◆ **Task directions**:
Copy the records below exactly.

◆ **Extracted information**:
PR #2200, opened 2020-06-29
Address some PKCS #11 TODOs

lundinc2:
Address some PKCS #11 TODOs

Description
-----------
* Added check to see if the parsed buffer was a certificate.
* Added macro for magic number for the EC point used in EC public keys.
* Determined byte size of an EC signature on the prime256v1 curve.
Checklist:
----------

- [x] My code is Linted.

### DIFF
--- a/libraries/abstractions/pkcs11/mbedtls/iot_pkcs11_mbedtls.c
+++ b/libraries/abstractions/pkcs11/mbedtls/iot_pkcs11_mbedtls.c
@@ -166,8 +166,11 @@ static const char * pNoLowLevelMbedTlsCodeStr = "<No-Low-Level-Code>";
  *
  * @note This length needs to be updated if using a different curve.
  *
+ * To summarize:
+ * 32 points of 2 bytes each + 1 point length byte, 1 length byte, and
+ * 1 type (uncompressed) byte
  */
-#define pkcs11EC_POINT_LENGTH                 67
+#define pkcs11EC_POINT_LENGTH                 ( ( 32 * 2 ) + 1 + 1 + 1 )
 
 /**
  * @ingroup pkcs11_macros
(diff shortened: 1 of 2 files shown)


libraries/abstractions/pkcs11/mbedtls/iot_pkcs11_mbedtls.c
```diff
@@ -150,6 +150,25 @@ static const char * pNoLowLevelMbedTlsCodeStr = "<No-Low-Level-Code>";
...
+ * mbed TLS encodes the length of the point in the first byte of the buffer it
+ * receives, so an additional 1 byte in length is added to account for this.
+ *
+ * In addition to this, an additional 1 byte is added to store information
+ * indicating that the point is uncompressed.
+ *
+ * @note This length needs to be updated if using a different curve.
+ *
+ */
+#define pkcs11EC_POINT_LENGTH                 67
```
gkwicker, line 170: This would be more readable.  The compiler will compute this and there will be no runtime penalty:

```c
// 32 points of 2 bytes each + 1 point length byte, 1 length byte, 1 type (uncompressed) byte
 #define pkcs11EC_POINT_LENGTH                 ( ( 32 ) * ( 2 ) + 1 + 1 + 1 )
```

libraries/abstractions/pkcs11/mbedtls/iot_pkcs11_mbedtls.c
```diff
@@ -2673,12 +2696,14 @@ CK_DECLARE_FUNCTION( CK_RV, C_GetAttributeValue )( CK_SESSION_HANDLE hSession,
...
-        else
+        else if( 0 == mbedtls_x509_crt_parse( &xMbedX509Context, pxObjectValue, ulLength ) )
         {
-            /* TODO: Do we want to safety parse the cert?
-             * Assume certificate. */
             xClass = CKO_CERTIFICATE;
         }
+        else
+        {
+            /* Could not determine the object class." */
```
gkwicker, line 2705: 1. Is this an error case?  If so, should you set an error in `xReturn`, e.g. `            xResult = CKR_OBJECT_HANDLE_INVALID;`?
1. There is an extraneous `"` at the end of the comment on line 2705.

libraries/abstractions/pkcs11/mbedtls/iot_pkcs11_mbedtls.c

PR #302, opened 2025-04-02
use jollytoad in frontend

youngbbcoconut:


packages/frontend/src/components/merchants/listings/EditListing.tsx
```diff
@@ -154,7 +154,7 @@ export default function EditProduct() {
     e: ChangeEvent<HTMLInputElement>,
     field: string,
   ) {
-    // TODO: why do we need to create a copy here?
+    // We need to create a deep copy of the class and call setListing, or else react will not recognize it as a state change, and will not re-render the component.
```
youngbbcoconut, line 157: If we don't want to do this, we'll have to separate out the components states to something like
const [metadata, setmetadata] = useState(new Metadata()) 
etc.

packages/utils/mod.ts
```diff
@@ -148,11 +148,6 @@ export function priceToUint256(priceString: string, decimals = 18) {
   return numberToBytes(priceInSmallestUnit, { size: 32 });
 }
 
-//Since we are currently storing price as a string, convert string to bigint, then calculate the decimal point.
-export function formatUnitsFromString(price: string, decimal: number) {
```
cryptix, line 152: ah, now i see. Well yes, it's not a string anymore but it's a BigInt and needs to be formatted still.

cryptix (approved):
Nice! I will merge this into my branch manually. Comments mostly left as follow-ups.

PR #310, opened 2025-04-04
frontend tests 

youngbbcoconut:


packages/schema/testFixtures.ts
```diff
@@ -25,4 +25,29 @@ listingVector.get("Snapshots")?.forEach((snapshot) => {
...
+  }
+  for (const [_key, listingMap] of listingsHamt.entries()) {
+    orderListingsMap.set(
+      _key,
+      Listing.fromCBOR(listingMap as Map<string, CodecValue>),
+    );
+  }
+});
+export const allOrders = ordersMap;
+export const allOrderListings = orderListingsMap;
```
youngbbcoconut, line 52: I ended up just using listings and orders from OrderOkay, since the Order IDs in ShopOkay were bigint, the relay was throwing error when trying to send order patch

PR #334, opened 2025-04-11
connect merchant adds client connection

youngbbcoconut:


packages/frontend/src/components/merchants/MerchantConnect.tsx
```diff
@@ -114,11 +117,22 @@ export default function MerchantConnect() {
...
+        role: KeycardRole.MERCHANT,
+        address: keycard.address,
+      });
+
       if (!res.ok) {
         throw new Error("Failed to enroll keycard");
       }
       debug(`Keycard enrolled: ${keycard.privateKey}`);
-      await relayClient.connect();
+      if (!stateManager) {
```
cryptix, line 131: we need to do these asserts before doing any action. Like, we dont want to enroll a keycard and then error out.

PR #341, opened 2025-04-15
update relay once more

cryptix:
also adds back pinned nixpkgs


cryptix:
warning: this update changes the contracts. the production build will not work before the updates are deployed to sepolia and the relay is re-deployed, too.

◆ **Response to the exercise**:
PR #2200, opened 2020-06-29
Address some PKCS #11 TODOs

lundinc2:
Address some PKCS #11 TODOs

Description
-----------
* Added check to see if the parsed buffer was a certificate.
* Added macro for magic number for the EC point used in EC public keys.
* Determined byte size of an EC signature on the prime256v1 curve.
Checklist:
----------

- [x] My code is Linted.

### DIFF
--- a/libraries/abstractions/pkcs11/mbedtls/iot_pkcs11_mbedtls.c
+++ b/libraries/abstractions/pkcs11/mbedtls/iot_pkcs11_mbedtls.c
@@ -166,8 +166,11 @@ static const char * pNoLowLevelMbedTlsCodeStr = "<No-Low-Level-Code>";
  *
  * @note This length needs to be updated if using a different curve.
  *
+ * To summarize:
+ * 32 points of 2 bytes each + 1 point length byte, 1 length byte, and
+ * 1 type (uncompressed) byte
  */
-#define pkcs11EC_POINT_LENGTH                 67
+#define pkcs11EC_POINT_LENGTH                 ( ( 32 * 2 ) + 1 + 1 + 1 )
 
 /**
  * @ingroup pkcs11_macros
(diff shortened: 1 of 2 files shown)


libraries/abstractions/pkcs11/mbedtls/iot_pkcs11_mbedtls.c
```diff
@@ -150,6 +150,25 @@ static const char * pNoLowLevelMbedTlsCodeStr = "<No-Low-Level-Code>";
...
+ * mbed TLS encodes the length of the point in the first byte of the buffer it
+ * receives, so an additional 1 byte in length is added to account for this.
+ *
+ * In addition to this, an additional 1 byte is added to store information
+ * indicating that the point is uncompressed.
+ *
+ * @note This length needs to be updated if using a different curve.
+ *
+ */
+#define pkcs11EC_POINT_LENGTH                 67
```
gkwicker, line 170: This would be more readable.  The compiler will compute this and there will be no runtime penalty:

```c
// 32 points of 2 bytes each + 1 point length byte, 1 length byte, 1 type (uncompressed) byte
 #define pkcs11EC_POINT_LENGTH                 ( ( 32 ) * ( 2 ) + 1 + 1 + 1 )
```

libraries/abstractions/pkcs11/mbedtls/iot_pkcs11_mbedtls.c
```diff
@@ -2673,12 +2696,14 @@ CK_DECLARE_FUNCTION( CK_RV, C_GetAttributeValue )( CK_SESSION_HANDLE hSession,
...
-        else
+        else if( 0 == mbedtls_x509_crt_parse( &xMbedX509Context, pxObjectValue, ulLength ) )
         {
-            /* TODO: Do we want to safety parse the cert?
-             * Assume certificate. */
             xClass = CKO_CERTIFICATE;
         }
+        else
+        {
+            /* Could not determine the object class." */
```
gkwicker, line 2705: 1. Is this an error case?  If so, should you set an error in `xReturn`, e.g. `            xResult = CKR_OBJECT_HANDLE_INVALID;`?
1. There is an extraneous `"` at the end of the comment on line 2705.

libraries/abstractions/pkcs11/mbedtls/iot_pkcs11_mbedtls.c

PR #302, opened 2025-04-02
use jollytoad in frontend

youngbbcoconut:


packages/frontend/src/components/merchants/listings/EditListing.tsx
```diff
@@ -154,7 +154,7 @@ export default function EditProduct() {
     e: ChangeEvent<HTMLInputElement>,
     field: string,
   ) {
-    // TODO: why do we need to create a copy here?
+    // We need to create a deep copy of the class and call setListing, or else react will not recognize it as a state change, and will not re-render the component.
```
youngbbcoconut, line 157: If we don't want to do this, we'll have to separate out the components states to something like
const [metadata, setmetadata] = useState(new Metadata()) 
etc.

packages/utils/mod.ts
```diff
@@ -148,11 +148,6 @@ export function priceToUint256(priceString: string, decimals = 18) {
   return numberToBytes(priceInSmallestUnit, { size: 32 });
 }
 
-//Since we are currently storing price as a string, convert string to bigint, then calculate the decimal point.
-export function formatUnitsFromString(price: string, decimal: number) {
```
cryptix, line 152: ah, now i see. Well yes, it's not a string anymore but it's a BigInt and needs to be formatted still.

cryptix (approved):
Nice! I will merge this into my branch manually. Comments mostly left as follow-ups.

PR #310, opened 2025-04-04
frontend tests 

youngbbcoconut:


packages/schema/testFixtures.ts
```diff
@@ -25,4 +25,29 @@ listingVector.get("Snapshots")?.forEach((snapshot) => {
...
+  }
+  for (const [_key, listingMap] of listingsHamt.entries()) {
+    orderListingsMap.set(
+      _key,
+      Listing.fromCBOR(listingMap as Map<string, CodecValue>),
+    );
+  }
+});
+export const allOrders = ordersMap;
+export const allOrderListings = orderListingsMap;
```
youngbbcoconut, line 52: I ended up just using listings and orders from OrderOkay, since the Order IDs in ShopOkay were bigint, the relay was throwing error when trying to send order patch

PR #334, opened 2025-04-11
connect merchant adds client connection

youngbbcoconut:


packages/frontend/src/components/merchants/MerchantConnect.tsx
```diff
@@ -114,11 +117,22 @@ export default function MerchantConnect() {
...
+        role: KeycardRole.MERCHANT,
+        address: keycard.address,
+      });
+
       if (!res.ok) {
         throw new Error("Failed to enroll keycard");
       }
       debug(`Keycard enrolled: ${keycard.privateKey}`);
-      await relayClient.connect();
+      if (!stateManager) {
```
cryptix, line 131: we need to do these asserts before doing any action. Like, we dont want to enroll a keycard and then error out.

PR #341, opened 2025-04-15
update relay once more

cryptix:
also adds back pinned nixpkgs


cryptix:
warning: this update changes the contracts. the production build will not work before the updates are deployed to sepolia and the relay is re-deployed, too.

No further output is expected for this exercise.